START Data for processing
PR #3668, opened 2020-11-26
DB2 did not allow 'boolean' as a column type prior to 11

gavinking:
We should not use the DB2 `boolean` type as a column type on old versions.

cc @beikov


gavinking:
Note, I have *no way at all* of testing this change 🤷‍♂️

beikov:
This was already merged through some other PR, so this PR is obsolete now. Thanks anyway!

PR #3670, opened 2020-11-28
Unused parameter on createCriteriaUpdate(Delete)

Sam-Kruglov:
https://hibernate.atlassian.net/browse/HHH-13691

In order to create a manipulation query I have to pass the entity class twice because the first time it's not used:
```java
CriteriaDelete<T> criteriaDelete = entityManager.getCriteriaBuilder().createCriteriaDelete(User.class);
criteriaDelete.from(User.class);
```
This change makes it so that the first time I pass it, the class actually gets registered.


Sam-Kruglov:
> Unable to decrypt Maven password using PlexusCipher
org.sonatype.plexus.components.cipher.PlexusCipherException: java.lang.ArrayIndexOutOfBoundsException

(c) CI

beikov:
Let's continue the discussion on the JIRA issue. This is not as simple as you think.

gavinking:
The referenced issue was closed.

PR #3676, opened 2020-12-11
HHH-14365 PreparedStatementCount too high with criteria api and parameterExpression

Sputnik-git:
Add test case to  replicate the issue
#HHH-14365


gavinking:
AFAICT this is perfectly normal. I don't think that statistic reflects anything about prepared statement caching.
END Data for processing
Your task is to write out every record exactly.

PR #3668, opened 2020-11-26
DB2 did not allow 'boolean' as a column type prior to 11

gavinking:
We should not use the DB2 `boolean` type as a column type on old versions.

cc @beikov


gavinking:
Note, I have *no way at all* of testing this change 🤷‍♂️

beikov:
This was already merged through some other PR, so this PR is obsolete now. Thanks anyway!

PR #3670, opened 2020-11-28
Unused parameter on createCriteriaUpdate(Delete)

Sam-Kruglov:
https://hibernate.atlassian.net/browse/HHH-13691

In order to create a manipulation query I have to pass the entity class twice because the first time it's not used:
```java
CriteriaDelete<T> criteriaDelete = entityManager.getCriteriaBuilder().createCriteriaDelete(User.class);
criteriaDelete.from(User.class);
```
This change makes it so that the first time I pass it, the class actually gets registered.


Sam-Kruglov:
> Unable to decrypt Maven password using PlexusCipher
org.sonatype.plexus.components.cipher.PlexusCipherException: java.lang.ArrayIndexOutOfBoundsException

(c) CI

beikov:
Let's continue the discussion on the JIRA issue. This is not as simple as you think.

gavinking:
The referenced issue was closed.

PR #3676, opened 2020-12-11
HHH-14365 PreparedStatementCount too high with criteria api and parameterExpression

Sputnik-git:
Add test case to  replicate the issue
#HHH-14365


gavinking:
AFAICT this is perfectly normal. I don't think that statistic reflects anything about prepared statement caching.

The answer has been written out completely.